ところでやはり、自分としても力入ったなあ・・という記事はみなさん読んでくれているようですね。そういうものなのかしら。さて、やっとモリスです。ここが本当は出発点だったのですが・・・。しかしモリスについて3記事めですが、なかなか、総括できるような記事になりません。
前回の記事
こちらの記事は、下の記事の続きになってます。今回は単独ではなく続きとして読んでいただいた方が理解しやすいと思います。
ゴシックと労働の喜び との結びつき
昨日の記事では、ラファエッロに代弁されるゴシック批判と、ラスキンのゴシック擁護を対比的に見て、そのような中にモリスが生涯のテーマというかこれからの社会の方向性を見出したことに若干触れたのですが、ゴシックと労働の喜びがどう結びつくの?というところに触れなかったので、???と思った方もいたかもしれません。その辺りを簡単に整理して、概論に戻れたらなと思います。

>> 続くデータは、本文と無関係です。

Issue #60, opened 2018-04-17
Expose results for experimental browsers in a way that is easily linked


foolip:
This is the frontend part of https://github.com/web-platform-tests/results-collection/issues/146.

@lukebjerring has suggested we could use a label system to be able to mix-and-match. Anything that will allow us to have one link for Chrome+Edge+Firefox+Safari stable, and another for their most recent pre-stable builds, would do the job.

foolip:
Issues for getting experimental results:
* [Chrome + Firefox](https://github.com/w3c/web-platform-tests/pull/9226) on Taskcluster
* [Chrome Dev](https://github.com/web-platform-tests/results-collection/issues/388)
* [Edge Insider Preview](https://github.com/web-platform-tests/results-collection/issues/109)
* [Firefox Nightly](https://github.com/web-platform-tests/results-collection/issues/521)
* [Safari Technology Preview](https://github.com/web-platform-tests/results-collection/issues/112)

jugglinmike:
Results for experimental builds of Chrome and Firefox are now available in the same format/location as the results for stable builds.

foolip:
@jugglinmike, are the unsplit wptreport JSON files also preserved somewhere?

jugglinmike:
Nope. We can start doing this if you like, but storing the complete WPT report is part of @Hexcles' [proposal for the results receiver](https://docs.google.com/document/d/1F3GWJ6lA8C3S5WgyJgXxmTFzu92mqF-1ddGije67ork). Unless there is some specific value in the unsplit files themselves (and depending on how much time Robert will need), it might be wise to wait for the new results receiver.

foolip:
Nah, if you don't happen to have it then let's treat it like all other results and transition by re-merging them.

lukebjerring:
I'm going to do this in a few steps.
First up, I'll add `?label=unstable` but spoof it under the hood to change the browser names to `[name]-experimental` during the query, and we'll set that sit in staging until `results-receiver` progresses.

foolip:
@orphis asked me about experimental runs on wpt.fyi today and I pointed him at https://wpt.fyi/results/?label=experimental.

@lukebjerring, is all that remains of this issue to make experimental runs more discoverable?

lukebjerring:
Closing this as a dupe of #379, which will be fixed via https://github.com/web-platform-tests/wpt.fyi/issues/535

foolip:
[...]

PR #82, opened 2018-04-23
Fake-support the label=experimental param

lukebjerring:
Working towards https://github.com/web-platform-tests/wpt.fyi/issues/60

Spoofs the `?label=unstable` functionality support by querying for `[browser]-experimental` during query execution. This is to ensure that when we develop real labels, the UI doesn't need to change behaviour (just the datastore query).

Notes:
- `?labels=A,B,C` and `?label=A&label=B` forms of the param are both supported.
- Param is supported by both the `/api/runs` and the `/results` endpoints (and bubbles through).

CC @jugglinmike who may be happy to be able to view the experimental runs in the UI.

### DIFF
--- a/webapp/api_handlers.go
+++ b/webapp/api_handlers.go
@@ -11,6 +11,7 @@ import (
 	"net/http"
 	"net/url"
 	"strconv"
+	"strings"
 	"time"
 
 	models "github.com/web-platform-tests/wpt.fyi/shared"
@@ -48,6 +49,9 @@ func apiTestRunsHandler(w http.ResponseWriter, r *http.Request) {
 		return
 	}
 
+	labels := ParseLabelsParam(r)
+	unstable := labels != nil && labels.Contains("unstable")
+
 	var testRuns []models.TestRun
 	var limit int
 	if limit, err = ParseMaxCountParam(r); err != nil {
@@ -61,6 +65,9 @@ func apiTestRunsHandler(w http.ResponseWriter, r *http.Request) {
 
 	for _, browserName := range browserNames {
 		var testRunResults []models.TestRun
+		if unstable {
+			browserName = browserName + "-experimental"
+		}
 		query := baseQuery.Filter("BrowserName =", browserName)
 		if runSHA != "" && runSHA != "latest" {
 			query = query.Filter("Revision =", runSHA)
@@ -68,6 +75,11 @@ func apiTestRunsHandler(w http.ResponseWriter, r *http.Request) {
 		if _, err := query.GetAll(ctx, &testRunResults); err != nil {
 			http.Error(w, err.Error(), http.StatusInternalServerError)
 			return
+		}
+		if unstable {
+			for i := range testRunResults {
+				testRunResults[i].BrowserName = strings.Replace(testRunResults[i].BrowserName, "-experimental", "", 1)
+			}
 		}
 		testRuns = append(testRuns, testRunResults...)
 	}
--- a/webapp/api_handlers.go
+++ b/webapp/api_handlers.go
@@ -20,6 +20,8 @@ import (
 	"google.golang.org/appengine/datastore"
 )
 
+const experimentalLabel = `experimental`
+
 // apiTestRunsHandler is responsible for emitting test-run JSON for all the runs at a given SHA.
 //
 // URL Params:
@@ -50,7 +52,7 @@ func apiTestRunsHandler(w http.ResponseWriter, r *http.Request) {
 	}
 
 	labels := ParseLabelsParam(r)
-	unstable := labels != nil && labels.Contains("unstable")
+	experimentalBrowsers := labels != nil && labels.Contains(experimentalLabel)
 
 	var testRuns []models.TestRun
 	var limit int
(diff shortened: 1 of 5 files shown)


lukebjerring:
Oh, turns out (for obvious reasons) forks can't access the Travis secrets, so this didn't autodeploy.

Manually deployed to https://lukebjerring-unstable-dot-wptdashboard.appspot.com/results/?label=unstable

jugglinmike:
You're right; I *am* happy to see this :)

lukebjerring:
@Hexcles - re: https://github.com/web-platform-tests/wpt.fyi/pull/83 - rebased + pushed.

webapp/api_handlers.go
```diff
@@ -48,6 +49,9 @@ func apiTestRunsHandler(w http.ResponseWriter, r *http.Request) {
 		return
 	}
 
+	labels := ParseLabelsParam(r)
```
mdittmer: I think we should have comments somewhere discussing the binding between `unstable` in one context and `-experimental` in another.

webapp/params.go
```diff
@@ -190,3 +190,30 @@ func ParsePathsParam(r *http.Request) (paths mapset.Set) {
 	}
 	return paths
 }
+
+// ParseLabelsParam returns a set list of test-run labels to include, or nil if
+// no labels are provided.
+func ParseLabelsParam(r *http.Request) (labels mapset.Set) {
+	labelParams := r.URL.Query()["label"]
```
mdittmer: Do we do this "singular or plural" work elsewhere? Just thinking about the convenience/complexity tradeoff here, but that's moot if we have established a pattern already.

webapp/api_handlers.go
```diff
@@ -48,6 +49,9 @@ func apiTestRunsHandler(w http.ResponseWriter, r *http.Request) {
...
+	unstable := labels != nil && labels.Contains("unstable")
```
foolip: I'm reminded of https://github.com/w3c/web-platform-tests/issues/5956 and it doesn't seem far-fetched that it might be mistaken to mean flakiness on wpt.fyi as well, or that the label name makes its way back to wpt PRs via https://github.com/w3c/web-platform-tests/issues/10503 happens.

But the only counter-proposal I can come up with which accurately describes Chrome Dev/Canary, Edge Insider Preview, Firefox Nightly and Safari Technology Preview is "latest". But if you don't think that's any better, then I surrender to "unstable" :)

webapp/test_run_handler.go
```diff
@@ -31,6 +31,13 @@ func handleTestRunGet(w http.ResponseWriter, r *http.Request) {
 	}
 	sourceURL := fmt.Sprintf(`/api/runs?max-count=%d`, maxCount)
 
+	labels := ParseLabelsParam(r)
+	if labels != nil {
+		for label := range labels.Iterator().C {
+			sourceURL = sourceURL + "&label=" + label.(string)
```
mdittmer: Is `.(string)` a type assertion? Could it fail?

webapp/params.go
```diff
@@ -190,3 +190,30 @@ func ParsePathsParam(r *http.Request) (paths mapset.Set) {
...
+	labelsParam := r.URL.Query().Get("labels")
```
foolip: Can you exercise labels=foo,bar in tests as well? And label=foo&label=bar if that is intended to work, which it seems like it is. (Not testing labels=foo,bar&labels=baz seems fine.)

webapp/test_results_handler.go
```diff
@@ -119,7 +119,13 @@ func getTestRunsAndSources(r *http.Request, runSHA string) (testRunSources []str
 			testRunSources = append(testRunSources, fmt.Sprintf(singleRunURL, afterSpec.Revision, afterSpec.Platform))
 		}
 	} else {
-		const sourceURL = `/api/runs?sha=%s`
+		var sourceURL = `/api/runs?sha=%s`
+		labels := ParseLabelsParam(r)
+		if labels != nil {
+			for label := range labels.Iterator().C {
+				sourceURL = sourceURL + "&label=" + label.(string)
```
mdittmer: ditto (type assertion)

webapp/api_handlers.go
lukebjerring: @jugglinmike - can you weigh in on your preference or `stable` or `experimental` as the label? You chose `-experimental` as the browser suffix, so perhaps you prefer that? I'm not fussed - unstable does, as @foolip points out, kinda sound test-related.

webapp/params.go
lukebjerring: Yes, this was a copy-paste of some code above.
I'll do you one better and refactor it.

webapp/test_run_handler.go
lukebjerring: Yes it's an assertion; no it can't fail unless the set items aren't strings (which, they are).

webapp/params.go
lukebjerring: Done.

webapp/api_handlers.go
jugglinmike: Yup, I agree with @foolip's advice, and since he made the improvement to WPT, using the same convention here will promote consistency in terminology.

lukebjerring: OK - `unstable` => `experimental`

PR #83, opened 2018-04-23
Don't run deploy on forks

lukebjerring:
Forks can't access Travis CI secrets (by design), so the creds needed for a staging deploy are not available. Bypass the task.

### DIFF
--- a/.travis.yml
+++ b/.travis.yml
@@ -90,8 +90,11 @@ install:
     fi
 
 script:
-  - | # Deploy PR to staging environment
-    if [ "${MAKE_DEPLOY_TARGET}" != "" ]; then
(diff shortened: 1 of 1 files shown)


.travis.yml
```diff
@@ -91,7 +91,7 @@ install:
 
 script:
   - | # Deploy PR to staging environment
```
Hexcles: Nit: a comment would be great. (e.g. "... only when Travis secrets are available")

lukebjerring:
Looks like the [breakages](https://travis-ci.org/web-platform-tests/wpt.fyi/jobs/370396674) might be unrelated, potentially caused by 
https://github.com/golang/lint/commit/c363707d68842c977f911634e06201907b60ce58

Issue #71, opened 2018-04-18
Log or surface invalid params


jugglinmike:
*From @lukebjerring on Nov 21, 2017 2:12*

We currently silently fall back to 'latest' - would be good to at least log the issue.

*Copied from original issue: https://github.com/web-platform-tests/results-collection/issues/283*

jugglinmike:
*From @lukebjerring on Nov 21, 2017 2:14*

Not just ?sha, but ?browser too, so made the issue more general.

mdittmer:
FWIW I would prefer an error response on invalid params.

//Mark

PR #86, opened 2018-04-24
Throw errors for invalid params

lukebjerring:
## Description
Changes the silent-fallback behaviour of `?browser=invalid-name` and `?sha=invalid-sha` to throw 400's instead of falling back to default values.

Resolves https://github.com/web-platform-tests/wpt.fyi/issues/71

Running at https://lukebjerring-error-bad-params-dot-wptdashboard.appspot.com
Examples:
- https://lukebjerring-error-bad-params-dot-wptdashboard.appspot.com/results?sha=not-a-sha
- https://lukebjerring-error-bad-params-dot-wptdashboard.appspot.com/api/runs?browser=not-a-browser

### DIFF
--- a/webapp/params.go
+++ b/webapp/params.go
@@ -39,7 +39,10 @@ func ParseSHAParam(r *http.Request) (runSHA string, err error) {
 	}
 
 	runParam := params.Get("sha")
-	if SHARegex.MatchString(runParam) {
+	if runParam != "" && runParam != "latest" {
+		if !SHARegex.MatchString(runParam) {
+			return "", fmt.Errorf("Invalid sha param value: %s", runParam)
+		}
 		runSHA = runParam[:10]
 	}
 	return runSHA, err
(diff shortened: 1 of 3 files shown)


webapp/params.go
```diff
@@ -77,10 +80,14 @@ func ParseBrowsersParam(r *http.Request) (browsers []string, err error) {
 	// Otherwise filter to valid browser names.
 	for i := 0; i < len(browsers); {
 		if !IsBrowserName(browsers[i]) {
-			// 'Remove' browser by switching to end and cropping.
-			browsers[len(browsers)-1], browsers[i] = browsers[i], browsers[len(browsers)-1]
-			browsers = browsers[:len(browsers)-1]
-			continue
+			if browsers[i] == "" {
+				// 'Remove' empty browser by switching to end and cropping.
```
mdittmer: Vein curiosity: Is this a golang idiom that yields better performance (because you're not splicing the slice)?

lukebjerring: It's not for efficiency; you just can't easily remove an item... I think `append(browsers[0:i], ...browsers[i+1:])` would actually do the same in one line, but definitely less efficiently.

Optimizing for a list of size 4: 👍

lukebjerring:
Yeah, IMO if users wanna throw ?foo=bar for `foo` that we don't do anything with, let 'em.

Issue #6, opened 2018-04-10
Use canonical case for browser and OS names.


lukebjerring:
_From @foolip on February 25, 2018 7:49_

For example, instead of "safari 11.0 macos 10.12" it should say "Safari 11.0 macOS 10.12".

_Copied from original issue: w3c/wptdashboard#493_

PR #87, opened 2018-04-24
Add display names for platforms

lukebjerring:
## Description
Add a map of the dataset names to Canonical Case names, and use them in the UI.

Resolves https://github.com/web-platform-tests/wpt.fyi/issues/6

## Review Information
Running at https://lukebjerring-camel-case-names-dot-wptdashboard.appspot.com

### DIFF
--- a/webapp/components/test-run.html
+++ b/webapp/components/test-run.html
@@ -66,6 +66,7 @@ See models.go for more details.
       m.set('edge', 'Edge');
       m.set('linux', 'Linux');
       m.set('macos', 'macOS');
+      m.set('safari', 'Safari');
       m.set('windows', 'Windows');
       return m;
     })();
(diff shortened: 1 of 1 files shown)


webapp/components/test-run.html
```diff
@@ -49,16 +49,27 @@
...
     </div>
   </template>
 
   <script>
+    const DISPLAY_NAMES = (() => {
+      let m = new Map();
+      m.set('chrome', 'Chrome');
+      m.set('firefox', 'Firefox');
+      m.set('edge', 'Edge');
+      m.set('linux', 'Linux');
```
foolip: Is the omission of Safari deliberate? If so can you add a comment?

lukebjerring: Nope, an oversight. Added.

PR #95, opened 2018-04-26
Confirm push if it's web-platform-tests/master

lukebjerring:
## Description
Confirms intent to push the branch if the branch is `web-platform-tests/master`.
Generally, we squash and merge through the GitHub UI, so this is an attempt to prevent accidental (potentially unreviewed) pushes.


lukebjerring:
Running at https://confirm-push-master-dot-wptdashboard.appspot.com

git/hooks/pre-push
```diff
@@ -53,4 +53,13 @@ else
   error "Pre-push exit status: ${FINAL_STATUS}"
 fi
 
+# Confirm if pushing to web-platform-tests/master
+BRANCH_NAME=${BRANCH_NAME:-"$(git rev-parse --abbrev-ref HEAD)"}
+USER="$(git remote -v get-url origin | sed -E 's#(https?:\/\/|git@)github.com(\/|:)##' | sed 's#/.*$##')"
```
Hexcles: It's not very robust to get the branch and user (org) this way. For example, I usually use `upstream` as the remote name of the original repo, while `origin` points to my fork. Such setup is commonly seen if the local checkout is cloned from a fork first and the upstream is added later. And `git push upstream master` can't be caught by this check.

In fact, git passes the URL of the remote as the second argument (`$2`) to pre-hook scripts. See [doc](https://git-scm.com/book/en/v2/Customizing-Git-Git-Hooks) and [example](https://github.com/git/git/blob/master/templates/hooks--pre-push.sample).

The more bullet-proof way to get `$BRANCH_NAME` is to parse the stdin of pre-hook scripts, because the local branch name isn't necessarily the same as the target push ref (e.g. `git push origin local_foo:master`), and there can be multiple target refs. Again, follow the [example](https://github.com/git/git/blob/master/templates/hooks--pre-push.sample) (I think we only need to check `$remote_ref` inside the while loop).

lukebjerring:
Yep, intentional, and (IMHO) useful.

PR #358, opened 2018-07-13
Add param to populate_dev_data

mdittmer:
This allows for use cases like `./util/docker-dev/dev_data.sh -num_remote_runs=10`for 10 runs from each label configuration to be copied from remote (prod/staging) to local datastore.

### DIFF
--- a/Makefile
+++ b/Makefile
@@ -202,7 +202,7 @@ eslint: node-babel-eslint node-eslint node-eslint-plugin-html
 
 dev_data:
 	cd $(WPTD_GO_PATH)/util; go get -t ./...
-	go run $(WPTD_GO_PATH)/util/populate_dev_data.go $(FLAGS) "-static_dir=$(WPTD_GO_PATH)/webapp/static"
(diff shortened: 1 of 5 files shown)


Makefile
```diff
@@ -202,7 +202,7 @@ eslint: node-babel-eslint node-eslint node-eslint-plugin-html
 
 dev_data:
 	cd $(WPTD_GO_PATH)/util; go get -t ./...
-	go run $(WPTD_GO_PATH)/util/populate_dev_data.go $(FLAGS)
+	go run $(WPTD_GO_PATH)/util/populate_dev_data.go $(FLAGS) "-static_dir=$(WPTD_GO_PATH)/webapp/static"
```
Hexcles: Nit: technically I think this should be:

`... -static_dir="$(WPTD_GO_PATH)/webapp/static"`

(In reality it probably doesn't matter.)

Hexcles: @mdittmer ahh sorry I was perhaps not clear enough. I meant the location of the quote was wrong. Usually we only quote the value of a flag but not the whole flag, because we know the flag name and it won't contain spaces. When someone quotes the whole flag (including the flag name), it suggests the intention of passing the whole flag as a string through a wrapper. Here it doesn't really make a difference but I was nitpicking.

I modified the PR in place for you.

PR #359, opened 2018-07-13
Extract creation of AppEngine testing server

Hexcles:
There are multiple benefits for doing this:

1. The same code that creates a new aetest instance and then a new
   context with a dummy request and two error checks is repeated many
   times throughout the codebase only to get a strongly consistent
   Datastore emulation. This is error-prone and sometimes confusing
   (because of the fake URL).
2. With a central reusable routine, we can easily control all the aetest
   instances. For example, in this PR SuppressDevAppServerLog is added
   to suppress the lengthy and unhelpful messages from dev_appserver to
   make the output of go_test much cleaner.

The utiltiy function is placed inside shared/sharedtest package,
following the Go convention as seen in http/httptest.

### DIFF
--- a/shared/sharedtest/util.go
+++ b/shared/sharedtest/util.go
@@ -1,0 +1,40 @@
+// Copyright 2018 The WPT Dashboard Project. All rights reserved.
+// Use of this source code is governed by a BSD-style license that can be
+// found in the LICENSE file.
+
+package sharedtest
+
+import (
+	"golang.org/x/net/context"
+	"google.golang.org/appengine"
+	"google.golang.org/appengine/aetest"
+)
+
+// NewAEInstance creates a new aetest instance backed by dev_appserver whose
+// logs are suppressed. It takes a boolean argument for whether the Datastore
+// emulation should be strongly consistent.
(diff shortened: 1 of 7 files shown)


shared/sharedtest/util.go
```diff
@@ -0,0 +1,40 @@
...
+import (
+	"golang.org/x/net/context"
+	"google.golang.org/appengine"
+	"google.golang.org/appengine/aetest"
+)
+
+// NewAEInstance creates a new aetest instance backed by dev_appserver whose
+// logs are suppressed. It takes a boolean argument for whether the Datastore
+// emulation should be strongly consistent.
+func NewAEInstance(stronglyConsistentDatastore bool) (aetest.Instance, error) {
```
lukebjerring: Any reason not to have the datastore always be strongly-consistent?

Hexcles: I don't know and based on my very limited experience so far, whenever we need Datastore in tests we always want it to be strongly consistent. What about your experience?

lukebjerring: IIUC, it's a _little_ slower.

Hexcles: Then let's land it as is. With the helper function, we can easily change the default behaviour later on.

PR #363, opened 2018-07-19
Fix test-runs

### LINKED ISSUE #360: /test-runs view is broken (empty)
https://github.com/web-platform-tests/wpt.fyi/blob/69100d4611e3cd308c356fbfaed436b193e9fe99/webapp/components/wpt-runs.html#L139

Looks like `this.testRuns` is undefined here.

lukebjerring:
## Description
Adds an integration test that would have caught the breakage, then fixes the breakage.

Fixes #360

### DIFF
--- a/Makefile
+++ b/Makefile
@@ -96,7 +96,8 @@ go_webdriver_test: var-BROWSER java go_deps xvfb node-web-component-tester webse
 			--chromedriver_path=$$CHROMEDRIVER_PATH \
 			--frame_buffer=$(USE_FRAME_BUFFER) \
 			--staging=$(STAGING) \
-			--browser=$(BROWSER)
+			--browser=$(BROWSER) \
+			$(FLAGS)
 	if [[ "$(USE_FRAME_BUFFER)" == "true" ]]; then $(STOP_XVFB); fi
 
 web_components_test: xvfb firefox chrome node-web-component-tester webserver_deps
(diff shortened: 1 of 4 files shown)


Makefile
```diff
@@ -202,7 +203,7 @@ eslint: node-babel-eslint node-eslint node-eslint-plugin-html
 
 dev_data:
 	cd $(WPTD_GO_PATH)/util; go get -t ./...
-	go run $(WPTD_GO_PATH)/util/populate_dev_data.go $(FLAGS) -static_dir="$(WPTD_GO_PATH)/webapp/static"
+	go run $(WPTD_GO_PATH)/util/populate_dev_data.go $(FLAGS)
```
Hexcles: Why's this change?

Makefile
```diff
@@ -96,7 +96,8 @@ go_webdriver_test: var-BROWSER java go_deps xvfb node-web-component-tester webse
 			--chromedriver_path=$$CHROMEDRIVER_PATH \
 			--frame_buffer=$(USE_FRAME_BUFFER) \
 			--staging=$(STAGING) \
-			--browser=$(BROWSER)
+			--browser=$(BROWSER) \
+			$(FLAGS)
```
Hexcles: What's the usage of this? (What are the new flags you are passing to `go_webdriver_test`?)

Makefile
lukebjerring: That flag doesn't exist anymore

Makefile
lukebjerring: -run for filtering to a specific test

Makefile
Hexcles: Oops. It was added in #358 , probably mistakenly. Back in #358 I thought that was the new flag Mark added. Thanks for spotting this.

PR #369, opened 2018-07-20
Support test names with query strings

### LINKED ISSUE #362: Unable to see test results of tests with query parameters
1. Open https://wpt.fyi/results/dom
2. Click ```interfaces.html?exclude=Node```

Expected:
Showing test results of ```interfaces.html?exclude=Node```

Actual:
The new page URL is https://wpt.fyi/results/dom/interfaces.html, and the page doesn't contain any test results.

Hexcles:
## Description

Fixes #362 .

## Review Information

Navigate to `/dom/idlharness` and click around. Everything should work.

### DIFF
--- a/webapp/components/self-navigator.html
+++ b/webapp/components/self-navigator.html
@@ -11,23 +11,23 @@
             value: '/',
             observer: 'pathUpdated',
           },
+          encodedPath: {
+            type: String,
+            computed: 'computeEncodedPath(path)'
+          },
           onpathupdated: Function,
+          encodeTestPath: Function,
+          decodeTestPath: Function,
         };
       }
 
       ready() {
         super.ready();
         this.path = this.urlToPath(window.location);
-      }
-
-      async connectedCallback() {
-        await super.connectedCallback();
         window.onpopstate = () => {
           this.path = this.urlToPath(window.location);
         };
       }
-
-      // encodeTestPath and decodeTestPath are to be implemented by subclasses.
 
       urlToPath(location) {
         let path = location.pathname;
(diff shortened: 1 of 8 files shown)


webapp/components/self-navigator.html
```diff
@@ -11,17 +11,19 @@
             value: '/',
             observer: 'pathUpdated',
           },
+          encodedPath: {
+            type: String,
+            computed: 'computeEncodedPath(path)'
+          },
           onpathupdated: Function,
+          encodeTestPath: Function,
+          decodeTestPath: Function,
```
lukebjerring: I don't think these are needed; just always encode/decode the value as separated properties (`encodedPath` and `path`).

webapp/components/test-runs.html
```diff
@@ -150,6 +150,25 @@
...
+        parts.push(encodeURIComponent(parts.pop()));
+        return '/' + parts.join('/');
+      }
+
+      decodeTestPath(path) {
+        console.assert(path.startsWith('/'));
+        let parts = path.split('/').slice(1);
+        parts.push(decodeURIComponent(parts.pop()));
+        return '/' + parts.join('/');
+      }
```
lukebjerring: These functions can just be done on the base class; I can't imagine we'll ever decode things differently.

webapp/components/self-navigator.html
Hexcles: Done.

webapp/components/test-runs.html
Hexcles: Done. Also, consequently, `test-file-results{,-time-series}.html` no longer call `encodeTestPath`, but take an encoded path as a property instead.

Hexcles:
@lukebjerring can you take another look?

webapp/components/self-navigator.html
```diff
@@ -11,17 +11,17 @@
             value: '/',
             observer: 'pathUpdated',
           },
+          encodedPath: {
+            type: String,
+            computed: 'computeEncodedPath(path)'
```
lukebjerring: Just use `encodeTestPath`, since that's the whole body of `computeEncodedPath`

PR #375, opened 2018-07-23
Use different names for harness and file statuses

### LINKED ISSUE #371: "Harness status" not appropriate for reftests
https://github.com/web-platform-tests/wpt.fyi/pull/290 changed "Test file" to "Harness status" in ([example](https://wpt.fyi/results/css/css-scrollbars/viewport-scrollbar-body.html)) which made me happy because "Test file" didn't quite make sense for testharness.js tests.

However, now "Harness status" doesn't quite make sense for reftests. wptreport.json files calls it "status", so we could just use "Status".

Hexcles:
## Description

Show "Harness status" as the row header only for testharness tests; for
other tests, use "File status" instead. Fixes #371.

## Review Information

Compare:

* /results/infrastructure/server/order-of-metas.any.html
* /results/infrastructure/reftest-wait.html

### DIFF
--- a/webapp/components/test-file-results.html
+++ b/webapp/components/test-file-results.html
@@ -226,7 +226,7 @@ found in the LICENSE file.
         }
         for (let tr of this.testRuns) {
           // "OK"/"ERROR" are testharness-specific statuses.
-          if (tr.subtests['STATUS'].status === 'OK' || tr.subtests['STATUS'].status === 'ERROR') {
+          if (['OK', 'ERROR'].includes(tr.subtests['STATUS'].status)) {
             return 'Harness status';
           }
         }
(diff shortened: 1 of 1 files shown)


webapp/components/test-file-results.html
```diff
@@ -220,6 +220,19 @@
         return `${resultsBase}${testFile}`;
       }
 
+      subtestNameForDisplay(subtestName) {
+        if (subtestName !== 'STATUS') {
+          return subtestName;
+        }
+        for (let tr of this.testRuns) {
+          // "OK"/"ERROR" are testharness-specific statuses.
+          if (tr.subtests['STATUS'].status === 'OK' || tr.subtests['STATUS'].status === 'ERROR') {
```
lukebjerring: nit:
    if (['OK', 'ERROR'].includes(tr.subtests['STATUS'].status)) {

PR #383, opened 2018-07-26
Change the interop component to fetch from the client (via the api)

lukebjerring:
## Description
Currently we 404, server-side, resulting in a useless text-only view.

This defers the 404 to the component, meaning that the content of the page except that component will still all load.

## Review Information


Hexcles:
Abandoning this PR in favour of #385.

全記事でも挙げた、ジョン・ラスキン『ゴシックの本質』の中では、前回書いたものの後、当時の労働について書かれています。最も端的に書けば、人間が機械のように労働することで喜びを失う。そしてそのことが最も悲劇であると。そしてこのように書きます:
そして、このような労働から生み出される工業製品についての奨励をすべきではないと説く。そして以下、少し長い引用ではありますが挙げておきます。
これはまさしく現代における工業デザインの形態ですよね。つまり、意匠する人(デザイナー)と、製作者(工場)が文字通り分業されている状態です。そしてそこではデザイナーが上(紳士=ジェントルマン)であり、製作者は下(職工:オペラティブ)と見なされます(もちろんそうではないケースもあります)。そしてラスキンは、畢竟、思考した人=意匠した人=デザイナー本人がそれを作るべきであると言うのです。
ではこれはゴシックとどう関係するのか。これも、引用から理解してもらいたいと思います。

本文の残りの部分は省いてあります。